• [Work instructions]: Every line in the data below that holds "Group" should be found and copied.

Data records
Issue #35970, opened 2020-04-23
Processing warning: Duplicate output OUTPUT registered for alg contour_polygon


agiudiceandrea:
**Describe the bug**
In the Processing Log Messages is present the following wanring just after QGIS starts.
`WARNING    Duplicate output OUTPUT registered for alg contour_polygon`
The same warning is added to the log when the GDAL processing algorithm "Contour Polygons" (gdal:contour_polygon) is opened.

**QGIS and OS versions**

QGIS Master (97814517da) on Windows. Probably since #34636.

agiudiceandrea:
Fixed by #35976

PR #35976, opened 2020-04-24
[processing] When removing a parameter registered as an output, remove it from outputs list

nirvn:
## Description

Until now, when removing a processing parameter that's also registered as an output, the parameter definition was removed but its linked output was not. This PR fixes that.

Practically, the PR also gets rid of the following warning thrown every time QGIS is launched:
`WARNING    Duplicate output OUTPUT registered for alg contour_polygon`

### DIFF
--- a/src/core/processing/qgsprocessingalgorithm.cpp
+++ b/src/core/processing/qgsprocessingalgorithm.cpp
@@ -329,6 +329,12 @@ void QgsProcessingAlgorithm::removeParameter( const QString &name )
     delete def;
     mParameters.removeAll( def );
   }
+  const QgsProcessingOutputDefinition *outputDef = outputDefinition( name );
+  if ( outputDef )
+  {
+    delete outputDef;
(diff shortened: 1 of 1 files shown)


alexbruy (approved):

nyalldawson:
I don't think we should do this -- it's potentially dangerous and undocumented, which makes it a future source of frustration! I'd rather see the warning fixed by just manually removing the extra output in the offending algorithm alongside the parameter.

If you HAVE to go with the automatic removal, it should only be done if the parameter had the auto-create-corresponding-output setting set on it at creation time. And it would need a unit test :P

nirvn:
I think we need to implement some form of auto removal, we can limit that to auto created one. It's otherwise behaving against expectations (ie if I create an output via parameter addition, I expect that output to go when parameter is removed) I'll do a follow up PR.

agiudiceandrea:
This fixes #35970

---

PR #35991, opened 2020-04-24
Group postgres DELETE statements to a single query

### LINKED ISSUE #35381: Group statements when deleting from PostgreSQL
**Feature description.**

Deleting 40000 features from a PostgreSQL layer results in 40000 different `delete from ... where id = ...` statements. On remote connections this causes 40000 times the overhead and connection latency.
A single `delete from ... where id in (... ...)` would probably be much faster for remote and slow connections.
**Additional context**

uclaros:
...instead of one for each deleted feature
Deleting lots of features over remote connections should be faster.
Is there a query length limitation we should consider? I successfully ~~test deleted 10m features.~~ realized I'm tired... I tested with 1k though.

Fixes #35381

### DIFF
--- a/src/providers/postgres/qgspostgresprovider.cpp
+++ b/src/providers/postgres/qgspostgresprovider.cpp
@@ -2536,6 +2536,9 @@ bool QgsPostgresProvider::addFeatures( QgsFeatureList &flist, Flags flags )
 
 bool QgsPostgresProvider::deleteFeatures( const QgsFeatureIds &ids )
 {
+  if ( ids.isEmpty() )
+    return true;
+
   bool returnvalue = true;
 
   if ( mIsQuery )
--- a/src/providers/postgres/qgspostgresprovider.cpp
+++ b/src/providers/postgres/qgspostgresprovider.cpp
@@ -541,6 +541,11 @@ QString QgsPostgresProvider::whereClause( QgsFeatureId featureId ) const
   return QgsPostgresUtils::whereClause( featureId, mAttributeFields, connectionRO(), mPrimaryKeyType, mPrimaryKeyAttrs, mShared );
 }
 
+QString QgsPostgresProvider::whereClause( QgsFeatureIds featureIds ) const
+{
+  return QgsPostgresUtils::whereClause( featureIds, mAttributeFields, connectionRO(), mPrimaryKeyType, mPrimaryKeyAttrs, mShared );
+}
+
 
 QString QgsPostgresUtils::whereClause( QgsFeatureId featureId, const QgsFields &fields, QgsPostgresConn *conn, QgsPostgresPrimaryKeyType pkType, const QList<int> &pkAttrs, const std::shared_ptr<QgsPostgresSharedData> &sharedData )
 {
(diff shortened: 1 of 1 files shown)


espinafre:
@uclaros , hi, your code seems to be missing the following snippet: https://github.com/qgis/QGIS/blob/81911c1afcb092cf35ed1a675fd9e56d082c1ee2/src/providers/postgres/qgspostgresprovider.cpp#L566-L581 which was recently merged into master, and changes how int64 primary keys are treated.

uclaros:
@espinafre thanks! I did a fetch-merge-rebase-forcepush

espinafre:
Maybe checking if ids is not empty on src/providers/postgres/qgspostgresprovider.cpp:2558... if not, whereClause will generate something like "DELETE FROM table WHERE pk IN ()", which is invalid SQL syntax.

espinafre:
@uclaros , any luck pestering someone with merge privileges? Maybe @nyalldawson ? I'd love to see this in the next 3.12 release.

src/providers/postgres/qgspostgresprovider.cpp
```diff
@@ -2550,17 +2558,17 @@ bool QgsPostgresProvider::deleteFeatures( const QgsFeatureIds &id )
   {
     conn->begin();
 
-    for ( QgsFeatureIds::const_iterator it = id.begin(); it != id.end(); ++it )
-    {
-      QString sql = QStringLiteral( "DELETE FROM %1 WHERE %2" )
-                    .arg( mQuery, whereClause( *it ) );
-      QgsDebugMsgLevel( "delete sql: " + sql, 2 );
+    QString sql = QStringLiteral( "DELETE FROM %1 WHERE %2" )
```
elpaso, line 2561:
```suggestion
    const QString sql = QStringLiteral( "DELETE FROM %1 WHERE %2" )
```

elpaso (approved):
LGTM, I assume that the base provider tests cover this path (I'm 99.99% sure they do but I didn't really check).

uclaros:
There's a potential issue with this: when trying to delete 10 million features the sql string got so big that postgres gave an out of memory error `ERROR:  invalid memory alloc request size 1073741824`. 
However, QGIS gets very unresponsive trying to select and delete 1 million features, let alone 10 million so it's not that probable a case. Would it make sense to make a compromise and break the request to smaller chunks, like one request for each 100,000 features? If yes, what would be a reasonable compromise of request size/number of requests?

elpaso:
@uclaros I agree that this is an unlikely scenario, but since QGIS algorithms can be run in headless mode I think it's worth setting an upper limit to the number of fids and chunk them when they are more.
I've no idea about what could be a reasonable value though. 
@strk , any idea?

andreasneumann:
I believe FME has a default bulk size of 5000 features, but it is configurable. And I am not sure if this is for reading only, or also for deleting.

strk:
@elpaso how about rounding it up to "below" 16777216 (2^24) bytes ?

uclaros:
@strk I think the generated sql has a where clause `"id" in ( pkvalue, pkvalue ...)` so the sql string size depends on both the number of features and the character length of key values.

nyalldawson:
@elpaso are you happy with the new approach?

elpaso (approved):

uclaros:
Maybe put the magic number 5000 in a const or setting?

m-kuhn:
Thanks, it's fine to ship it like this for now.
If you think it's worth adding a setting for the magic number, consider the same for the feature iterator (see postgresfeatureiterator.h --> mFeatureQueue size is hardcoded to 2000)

• [Expected answer]:
Group postgres DELETE statements to a single query
### LINKED ISSUE #35381: Group statements when deleting from PostgreSQL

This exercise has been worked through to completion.